In the msMRI phase of the experiment, a gradient echo EPI pulse sequence was used with TR/TE/flip angle parameters of 300 ms/60 ms/40 degree. An inter-stimulus-interval (ISI) of 600 ms was used to drive the BOLD MRI signal to steady state. Each run included 600 stimulation ON/OFF cycles with two images for each cycle (one ISI). Stimulus delivery was synchronized with the trigger signal from MRI scanner to provide accurate control on timing. Three contiguous slices were scanned with ascending order. The middle slice was targeted on the subjects' S1 area. In this experiment, we were concerned to detect the dephasing effect of neuronal magnetic field in this area. Three different SOAs were used in our msMRI experiments. Figure 1a shows the timing for detecting msMRI activation at 80ms latency. Data was acquired from 50 ms to 110 ms after stimulation onset so that the 80 ms latency component completely fell into TE. Figure 1b shows the timing for detecting the early components (0~60 ms). In Figure 1c, the electrical stimuli (100 ms after the trigger from scanner) were delivered after the target slice was scanned. For this case, the data from the target slice should not contain any neuronal current effects induced by stimulation. Control scans in which no stimulation was applied were also performed for every subject.
Data analysis
The MRI images were processed in the MATLAB environment (MathWorks Inc., Natick, MA, USA). The first 40 images of each run were discarded to allow hemodynamics and MRI signal to reach a steady state. A two-dimensional (2-D) motion correction was carried out to minimize in-plane motion. Data interpolation between image slices was purposely avoided because different slices were acquired at different times. Voxel-by-voxel linear detrending was used to remove the linear drift of the MRI signal. The heartbeat rate and respiration rate of the subject were measured before each scan and a proper temporal high pass filter was then applied to remove the respiration frequency and the aliased frequency of the heartbeat. A mean image was created for each off-on cycle by averaging the time-series in the cycle, and then subtracted from each image to create residual images. A 2-D spatial Gaussian filter with a full width at half magnitude (FWHM) of 4.5 mm was applied. A group student's t-test was then performed on the residual images. The t map was then thresholded using an intensity threshold of 3.0 (P< 0.0013) and cluster size threshold of two voxels to detect significant activation assuming the msMRI activation extended several mm2.
Results
Figure 2 shows BOLD activation maps for two contiguous slices which cover primary sensory cortex (S1). Activations were found in contralateral S1 (close to BA2), primary motor cortex (M1) and the supplementary motor area (SMA). These results are consistent with previous fMRI studies conducted with similar electrical stimulation (31, 32).

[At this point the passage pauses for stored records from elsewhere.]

PR #1852, opened 2025-10-03
fix: invalid model setting when passing prompt to Agent

seratch:
This pull request fixes the bug reported for TS SDK, which exists for Python too.

- https://github.com/openai/openai-agents-js/pull/563
- https://github.com/openai/openai-agents-js/issues/562

### DIFF
--- a/src/agents/models/openai_responses.py
+++ b/src/agents/models/openai_responses.py
@@ -6,7 +6,7 @@ from contextvars import ContextVar
 from dataclasses import dataclass
 from typing import TYPE_CHECKING, Any, Literal, Union, cast, overload
 
-from openai import APIStatusError, AsyncOpenAI, AsyncStream, NotGiven, Omit, NOT_GIVEN, omit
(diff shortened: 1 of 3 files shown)


src/agents/models/openai_responses.py
```diff
@@ -306,7 +306,7 @@ async def _fetch_response(
             previous_response_id=self._non_null_or_not_given(previous_response_id),
             conversation=self._non_null_or_not_given(conversation_id),
             instructions=self._non_null_or_not_given(system_instructions),
-            model=self.model,
+            model=self.model if prompt is None else NOT_GIVEN,
```
rm-openai: can you add a comment here explaining why?

seratch:
@rm-openai good point; actually it's feasible. so, when a developer explicitly pass a model, it should be allowed. the default model still needs to be ignored.

seratch:
@codex Can you review the changes with fresh eyes?

PR #1855, opened 2025-10-04
Fix Local shell tool: return tool output to the LLM

ihower:
Based on prior work in https://github.com/openai/openai-agents-python/pull/732, the Local Shell Tool was nearly complete but still didn’t work in practice. This PR finishes the logic, adds tests, and provides a working example.
    
## Changes 
    
1. Return tool output to the LLM

    The local command ran, but its **output was not returned to the LLM**. This PR sends the output back, as described in the Local Shell guide: [https://platform.openai.com/docs/guides/tools-local-shell](https://platform.openai.com/docs/guides/tools-local-shell)
    
2. Use `call_id` 

    Upstream (openai-python) `LocalShellCallOutput` uses **`id`**, but the server actually expects **`call_id`**. This PR sets `call_id` so the server accepts the output. A small type-check ignore workaround is included until the upstream type is fixed.
    
3. Adds `examples/tools/local_shell.py` a working example.
    
4. Add Tests

## Before fix

You would get:

```
openai.BadRequestError: Error code: 400 - {'error': {'message': 'No tool output found for local shell call call_MEmrSaOboO5WG3MXGazSubb7.', 'type': 'invalid_request_error', 'param': 'input', 'code': None}}
```

## After fix

The example runs successfully and returns the expected result.

### DIFF
--- a/examples/tools/local_shell.py
+++ b/examples/tools/local_shell.py
@@ -1,0 +1,45 @@
+import asyncio
+import os
+import subprocess
+
+from agents import Agent, LocalShellCommandRequest, LocalShellTool, Runner, trace
+
+
+def shell_executor(request: LocalShellCommandRequest) -> str:
+    args = request.data.action
+
+    try:
+        completed = subprocess.run(
+            args.command,
+            cwd=args.working_directory or os.getcwd(),
+            env={**os.environ, **args.env} if args.env else os.environ,
+            capture_output=True,
+            text=True,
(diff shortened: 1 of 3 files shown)


seratch:
Thanks for sending this. It looks good. I will check after [DevDay](https://devday.openai.com/)!

seratch:
Thank you so much for being patient here. I will check this PR this week.

seratch (approved):
Thanks for sending this patch. I've confirmed this fix works well.

Issue #1767, opened 2025-09-18
ReasoningItem of RunStreamEvents are getting emitted out of order


waziers:
### Please read this first

- **Have you read the docs?**[Agents SDK docs](https://openai.github.io/openai-agents-python/) - Yes
- **Have you searched for related issues?** Others may have faced similar issues. - Yes

### Describe the bug

ReasoningItems events are getting emitted out of order.  For example, we get `Tool Call Initiated`, `Reasoning Item`, `Tool Call Output` which is not in line with the spec.

### Debug information
- Agents SDK version: (e.g. `v0.0.3`)
- Python version (e.g. Python 3.10)

### Repro steps

Take the stock streaming example script from the library and add some additional print statements.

To assess the consistency of msMRI signal across different scan sessions, msMRI experiments were performed on one of the subjects in three different scanning days. The activation maps for the 80ms latency component and for the control scans are shown in Figure 3. Significant activations were found close to Brodmann areas 2 (BA 2) for all three 80ms latency scans (Figure 3a-3c). Since the 80ms latency component is the late response of median nerve stimulation, the locations of the activations are closer to the anterior wall of the postcentral sulcus (BA 2), rather than the posterior wall of the central sulcus (area 3b) where the early components (N20, P30) were expected. Our results are consistent with the location of P80 potential reported by Allison et al. (29). Activations were also found in some other areas (i.e. M1) but not consistent over all scans. Control scans in which no stimuli were applied were also performed for each session. As expected, the activation maps for the control scans (Figure 3d-3f) are much cleaner than the 80ms latency activation maps. Specifically, no control scan demonstrated activation in the S1 area.
Time-course plots corresponding to the activated area and the non-activated area in 80ms latency scans are shown in Figure 4. Each point on the time course was calculated by averaging 120 images. There is a significant magnitude change between baseline and activation in the activated S1 area. The mean magnitude of signal change was 0.24%. Our result is similar to the finding reported by Chow et al. (20), who demonstrated a 0.15% perturbation of baseline signal in their experiment. To estimate the MRI signal change induced by fluctuation of BOLD signal, a theoretical calculation was performed to simulate BOLD effect using Gamma variate function. We assume that the magnitude of event related BOLD signal is 1.5% and ISI is 600 ms. To simulate the nonlinear relationship between the neuronal activation and BOLD response, we used 100ms jitter to simulate the time variance of BOLD response. We also considered the magnitude of BOLD response with 20% random change. The maximal MRI signal variation due to the fluctuation of BOLD signal is less than 0.05%, which is much smaller than the msMRI signal we measured and can be safely ignored.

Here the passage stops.